Why Your Marketing Team Needs a Finance Partner Who Actually Gets It

Why Your Marketing Team Needs a Finance Partner Who Actually Gets It

Marketing and finance maintain polite distance in most organizations. Each side slightly suspects the other’s priorities. Finance wants predictable ROI. Marketing argues that brand building can’t be reduced to spreadsheets. The disconnect leads to chronic underinvestment in what matters most.

Taylor Thomson represents a different model: a finance leader who actively shapes marketing strategy because he understands how it actually works.

This credibility comes from unusual background. Before leading finance at WITHIN, Thomson worked in business development and sales. He’s reported to heads of marketing and heads of sales in previous roles. Neither side can easily dismiss his perspective because he’s experienced their challenges firsthand. His professional trajectory demonstrates how cross-functional experience creates credibility that pure finance backgrounds can’t match.

“Marketing teams are basically, for all intents and purposes, they care about getting a lead in the door and then they kind of wash their hands,” Thomson observes. He’s not criticizing—he’s describing how incentive structures create behavior. When marketing is measured on lead volume, they optimize for lead volume. When finance demands quarterly ROI, marketing resorts to tactics that show quick results.

The solution isn’t better attribution modeling. Thomson argues that precise attribution is impossible and focusing instead on whether the overall commercial engine is improving makes more sense. Are pipeline quality, conversion rates, and client satisfaction all trending positively? Then marketing is probably working, even if you can’t prove which campaigns deserve credit.

This perspective comes from managing WITHIN’s company-wide P&L reporting while developing forecasting strategies that connect marketing spend to business outcomes across longer time horizons. The work involves building dashboards that multiple teams actually use rather than reports executives ignore. Taylor Thomson’s Denver-based leadership shows how finance can support marketing rather than just measure it.

One area receiving particular focus: client satisfaction measurement. WITHIN achieves over 50% quarterly response rates on surveys—unusually high for B2B contexts. The agency uses AI to analyze open-ended responses, identifying patterns that inform both client success and marketing strategies. This creates feedback loops between marketing positioning and actual client experience.

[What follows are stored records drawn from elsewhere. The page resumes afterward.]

PR #12360, opened 2026-01-08
Fix missing `child_frame`/`parent_frame` arguments from pinhole constructor

Wumpf:
Quite the oversight. We have unit tests for using these, but nothing that goes through the python sdk. I'll likely follow up with a snippet using this.


Wumpf:
Thanks for asking, I had a look around again: the only ones I can think of are parent/child on pinhole & transform3d. On `InstancePoses3D` we didn't add anything. `TransformAxes3D` doesn't have an _ext file.

Pretty nasty issue as such - anywhere we have a custom constructor it can easily happen that one misses updating it :/
Don't have a good idea to reliably check for that

IsseW:
> Don't have a good idea to reliably check for that

I wonder if we can have a warning if all fields aren't initialized in that function somehow 🤔

ntjohnson1:
> > Don't have a good idea to reliably check for that
> 
> I wonder if we can have a warning if all fields aren't initialized in that function somehow 🤔

I've been vibe coding various parsers for things that annoy me with moderate success. I think these one off tools are less risky since the alternative is no checking. We already have `lint-rerun` which is kind of a good place for these. The downside is we may eventually have a big mess of too many custom tools. Either was I got nerd sniped a bit, didn't find an easy off the shelf answer but for this specific custom ext class with custom init not specifying all __attr_init__ this is was my vibe coded check says (spot checking the missing bits looks rightish). Note that this was before your fix here so the child/parent frame stuff should be fixed now.

✅ arrows2d_ext.py:62 - All arguments provided
✅ arrows3d_ext.py:57 - All arguments provided
✅ asset3d_ext.py:67 - All arguments provided
✅ asset_video_ext.py:65 - All arguments provided
✅ boxes2d_ext.py:166 - All arguments provided
✅ boxes3d_ext.py:128 - All arguments provided
✅ capsules3d_ext.py:68 - All arguments provided
✅ clear_ext.py:28 - All arguments provided
✅ cylinders3d_ext.py:68 - All arguments provided
✅ depth_image_ext.py:121 - All arguments provided
✅ ellipsoids3d_ext.py:78 - All arguments provided
✅ encoded_image_ext.py:94 - All arguments provided
✅ geo_line_strings_ext.py:41 - All arguments provided

❌ Issues in geo_points_ext.py:45
   Missing arguments: class_ids
✅ image_ext.py:155 - All arguments provided
✅ image_ext.py:184 - All arguments provided
✅ image_ext.py:255 - All arguments provided
✅ mesh3d_ext.py:120 - All arguments provided

❌ Issues in pinhole_ext.py:160
   Missing arguments: child_frame, parent_frame
✅ points2d_ext.py:67 - All arguments provided
✅ points3d_ext.py:63 - All arguments provided

❌ Issues in segmentation_image_ext.py:67
   Missing arguments: draw_order
✅ series_points_ext.py:64 - All arguments provided
✅ tensor_ext.py:59 - All arguments provided
✅ transform3d_ext.py:150 - All arguments provided

❌ Issues in video_frame_reference_ext.py:69
   Missing arguments: draw_order, opacity

❌ Found issues in 4 call(s)

PR #12361, opened 2026-01-08
Fix incorrect handling for cameras and depth images for 3D views that use target frames other than the scene root

Wumpf:
### Related

* Fixes RR-3280

### What

Previously, if you set something other than the root of the scene to a view's target, camera visualizers (and as I found out depth images) would not correctly place their visualization. This is because we checked the "how to get to the root of the 3D view I'm embedded in"-property of pinhole-roots, rather than resolving to the target space.

Before:
image

After:
image

### DIFF
--- a/crates/viewer/re_view_spatial/src/contexts/transform_tree_context.rs
+++ b/crates/viewer/re_view_spatial/src/contexts/transform_tree_context.rs
@@ -407,7 +407,7 @@ impl TransformTreeContext {
 
     /// Returns the transform from a pinhole root to the target frame if any.
     ///
-    /// This is effectively the extrinsic portion or the pinhole's transform to the view's target frame.
+    /// This is effectively the extrinsic portion of the pinhole's transform to the view's target frame.
     /// Note that this may otherwise not be accessible since we allow both extrinsics and intrinsics to be
     /// on a transform between two frames, with no transform frame representing just the extrinsics.
     ///


crates/viewer/re_view_spatial/src/visualizers/transform_axes_3d.rs
```diff
@@ -88,28 +86,11 @@ impl VisualizerSystem for TransformAxes3DVisualizer {
...
 
-                    if let Some(pinhole_tree_root_info) =
-                        transforms.pinhole_tree_root_info(transform_info.tree_root())
+                    if let Some(target_from_camera) =
+                        transforms.target_from_pinhole_root(transform_info.tree_root())
                     {
-                        if transform_info.tree_root()
-                            == re_tf::TransformFrameIdHash::from_entity_path(
-                                &data_result.entity_path,
-                            )
```
Wumpf, line 97: removing this filtering here is technically a second fix: it didn't make sense to begin with because, again, the tree root may not be the target. The "we're _inside_ the 2d space" problem should already be filtered out here because in that case `transform_info_for_entity_or_report_error` should have already bailed out since it knows that we're doing a 3d visualization.

crates/viewer/re_view_spatial/src/contexts/transform_tree_context.rs
```diff
@@ -405,6 +405,38 @@ impl TransformTreeContext {
         self.transform_forest.pinhole_tree_root_info(frame)
     }
 
+    /// Returns the transform from a pinhole root to the target frame if any.
+    ///
+    /// This is effectively the extrinsic portion or the pinhole's transform to the view's target frame.
```
MichaelGrupp: typo?
```suggestion
    /// This is effectively the extrinsic portion of the pinhole's transform to the view's target frame.
```

PR #12356, opened 2026-01-08
Bump `google-cloud-storage` to `3.4.1`

grtlr:
### Related

* Attempt to fix https://github.com/rerun-io/rerun/actions/runs/20816542784/job/59794452838.

### What

Title.

### Todo

* [ ] @rerun-bot full-check

PR #12362, opened 2026-01-08
Pin urllib3 for now

ntjohnson1:
### Related
https://github.com/rerun-io/rerun/pull/12356
https://github.com/googleapis/google-resumable-media-python/issues/491

### What
Pin urllib3 until the google cloud storage sdk gets updated to support our compressed download.
There was a CVE but we only use this in 1 place on CI to download a file we host, so should be ok as a temporary detail.

* [x] full test


ntjohnson1:
@rerun-bot full-check

ntjohnson1:
@rerun-bot full-check

PR #12369, opened 2026-01-09
Improved auth section in server modal

lucasmerlin:
### Related

- closes https://linear.app/rerun/issue/RR-3277/improve-server-modal

### What

Improves the authentication section of the redap server modal. 
Screenshot 2026-01-09 at 13 12 31
Screenshot 2026-01-09 at 13 12 39

### DIFF
--- a/tests/rust/re_integration_test/tests/snapshots/dataset_ui_empty_form.png
+++ b/tests/rust/re_integration_test/tests/snapshots/dataset_ui_empty_form.png
@@ -1,3 +1,3 @@
 version https://git-lfs.github.com/spec/v1
-oid sha256:52c9c6ca6f350ac6f6aba64e46af6520724e39a8a2f3bf442f3684f9404ca283
-size 60352
+oid sha256:78b37876a2ea0b4cc0c80eb06788f6e7a1e7b2003994fd41bdb854f564519e27
+size 60761


crates/store/re_redap_client/src/connection_registry.rs
```diff
@@ -227,24 +227,8 @@ impl ConnectionRegistryHandle {
...
-                    if err.is_client_credentials_error() {
-                        let mut inner = self.inner.write().await;
-
-                        // make sure that we're not deleting some token that another thread might
-                        // have just set
-                        if inner.saved_credentials.get(&origin) == saved_credentials.as_ref() {
-                            inner.saved_credentials.remove(&origin);
-                        }
-                    }
+            Self::try_create_raw_client(origin.clone(), credentials_to_try.into_iter()).await?;
```
lucasmerlin, line 244: I've removed this since it's really confusing to the user if they enter a token and it disappears (especially since they might want to check what they entered after getting the invalid token error).

gavrelina:
One last edit to iterate on a better copy, sounds a bit funny and inconsistent now.
- `Authenticate:`  change to `Authentication:`
- `Rerun account` change to `Account login`
- `With a token` change to `Access token`
- `No authentication` leave as is

PR #12371, opened 2026-01-09
URDF loader: use `InstancePoses3D` for geometry scale

oxkitsune:
### What

In #12005 we started logging the origin transforms for geometry using `InstancePoses3D`. However the mesh scale was still being logged using a normal `Transform3D`, this fixes that and now meshes with a scale attribute should be scaled correctly.

Originally reported on our discord: https://discord.com/channels/1062300748202921994/1458859702359167106


MichaelGrupp:
oops... good catch! Thanks.

PR #12376, opened 2026-01-09
Check for unset attr from extension class init

ntjohnson1:
### Related
Nerd sniped by #12360
I branched off of that to keep the pinhole fixes.

### What
Some of our code gen python code has custom __init__ functions that didn't expose all of the available parameters. Fix that and add a test to avoid future drift.

Ask claude to write an AST parser after looking at a few different options. Maybe there is something off the shelf 🤞 but it didn't bubble up immediately.

Run that AST parser to identify areas of mismatches. Manually confirm those were errors then fix them. Add parser to lint-rerun to enforce extension class stability moving forward.

* [x] land #12360 first

### DIFF
--- a/crates/build/re_types_builder/src/codegen/python/mod.rs
+++ b/crates/build/re_types_builder/src/codegen/python/mod.rs
@@ -429,14 +429,14 @@ fn check_ext_consistency(
             reporter.error(
                 ext_filepath.as_str(),
                 &obj.fqname,
-                "Could not find __attrs_init__ call".to_string(),
+                "Could not find __attrs_init__ call".to_owned(),
             );
         }
     } else {
         reporter.error(
             ext_filepath.as_str(),
             &obj.fqname,
-            "The __init__ method should call __attrs_init__ with all available fields".to_string(),
+            "The __init__ method should call __attrs_init__ with all available fields".to_owned(),
         );
     }
 }


scripts/ci/validate_attrs_init_calls.py
```diff
@@ -0,0 +1,506 @@
...
+class AttrsFieldVisitor(ast.NodeVisitor):
+    """AST visitor to extract attrs field definitions from a class."""
+
+    def __init__(self, target_class_name: str):
+        self.target_class_name = target_class_name
+        self.attrs_params: Set[str] = set()
+
+    def visit_ClassDef(self, node: ast.ClassDef) -> None:
+        if node.name == self.target_class_name:
+            # Look for field assignments and __attrs_clear__ method
```
Wumpf: why do we have to look for `__attrs_clear__`? it never has any parameters, it should be enough to check on the attributes alone

scripts/ci/validate_attrs_init_calls.py
```diff
@@ -0,0 +1,506 @@
...
+        type=Path,
+        nargs="?",
+        default=Path("."),
+        help="Path to scan for extension files (default: current directory)",
+    )
+    parser.add_argument("--file", type=Path, help="Validate a specific extension file instead of scanning")
+    parser.add_argument(
+        "--pattern", type=str, default="*_ext.py", help="File pattern to match when scanning (default: *_ext.py)"
+    )
+    parser.add_argument("--ci", action="store_true", help="CI mode: minimal output, exit with error code on issues")
```
Wumpf: all this seems like needless complexity, let's trim it down a bit? I have no idea when I'd ever user `--pattern` or `--ci`
`--file` maaaaybe, but it has a weird interaction with `path`

scripts/ci/validate_attrs_init_calls.py
ntjohnson1: This isn't looking at the signature for attrs_clear but rather the implementation where we basically call `__attrs_init__` with all arguments set to None.

ntjohnson1:
> Great stuff, but oof this is rather complex! I think it would have been a lot easier to do this with a bit of string matching in the codegen which is already insepecting `_ext.py` files. That said, it seems to work and find things and I don't want you to start over here, but would be nice to simplify some of the stuff the llm put in there so it's easier to check on stuff if the script doesn't do what we want after all

Ya, I put the fixes as a single commit in case we wanted to just merge the fixes then make a follow up issue to make a better check. I can spend 15 minutes or so looking into codegen approach to see if that's feasible/reuse any bits from there. The challenges I ran into for simpler string matching were:
* Inverted dependency: main class depends on ext
* The fact our `__init__` often has a different signature than `__attrs_init__` so I can just run inspect on both to compare
* The additional redirect to datatypes so ext has to know to look for main class and then potentially do an inheritance hop.

Wumpf:
the idea with a codegen based one would be that the `attrs_init` call in the extension has to assign all the fields that we _know_ the type has. The nice thing in codegen land is that we don't have to do anything fancy to find out what fields have to be written since we're the ones putting them there in the first place

crates/build/re_types_builder/src/codegen/python/mod.rs
```diff
@@ -325,6 +331,116 @@ impl ExtensionClass {
...
+    }
+
+    // Look for __attrs_init__ call using Python indentation structure
+    if contents.contains("__attrs_init__") {
+        let lines: Vec<&str> = contents.lines().collect();
+        let mut attrs_init_section = String::new();
+        let mut found_attrs_init = false;
+        let mut base_indent = 0;
+
+        for line in lines {
```
ntjohnson1, line 381: This definitely felt like it should have been regexable but I couldn't get it to play nice.

ntjohnson1:
> the idea with a codegen based one would be that the `attrs_init` call in the extension has to assign all the fields that we _know_ the type has. The nice thing in codegen land is that we don't have to do anything fancy to find out what fields have to be written since we're the ones putting them there in the first place

Ok I got this working in codegen. There are some gross bits but not as bad. I couldn't coerce extracting the field names from the `attrs_init`to be a regex so I just parsed it line by line. Sometimes our fields trace through recursively and sometimes they don't AFAICT archetypes and datatypes don't otherwise we do (but if I misunderstood then I'm not enforcing this correctly).

Adding it to codegen did find that we had a few datatypes places where we were using a different pattern for initializing. That seemed to work fine but I guess making things more standard probably doesn't hurt.

ntjohnson1:
> nice. I do like the added consistency here of always going through `__attrs_init__` and at the very least the business logic of enforcing this is much shorter. Great job and thanks for bearing with me!

No problem. The original bit was `fix the broken things` then finding the least bad enforcement approach. Definitely agree this isn't as bad as what I had before. Hopefully someone comes along and lets us know we missed the obviously better solution `<placeholder>` (fun fact github doesn't render < placeholder > with no spaces).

Thomson also challenges typical measurement windows for marketing ROI. “You need six months, nine months maybe, depending on your sales cycle,” he explains. “You might not actually ever see a direct one-to-one correlation to your revenue until a year.” This longer time horizon requires different financial planning than quarterly reviews allow.

For CMOs frustrated by finance teams that don’t understand marketing, Thomson’s advice is pragmatic: stop trying to prove ROI for every campaign and start demonstrating that the system as a whole performs better. That requires different conversations—about methodology and trend lines rather than campaign-specific metrics.

But it also requires finance partners willing to engage with marketing’s actual challenges rather than just demanding spreadsheets. Thomson’s work at WITHIN’s revenue operations demonstrates what’s possible when finance understands marketing well enough to be helpful rather than just demanding.

The opportunity for marketing leaders: find finance partners who’ve worked across functions and understand that marketing’s contributions can’t always be reduced to immediate ROI. His documented perspective on marketing effectiveness challenges the short-term thinking that undermines long-term brand building.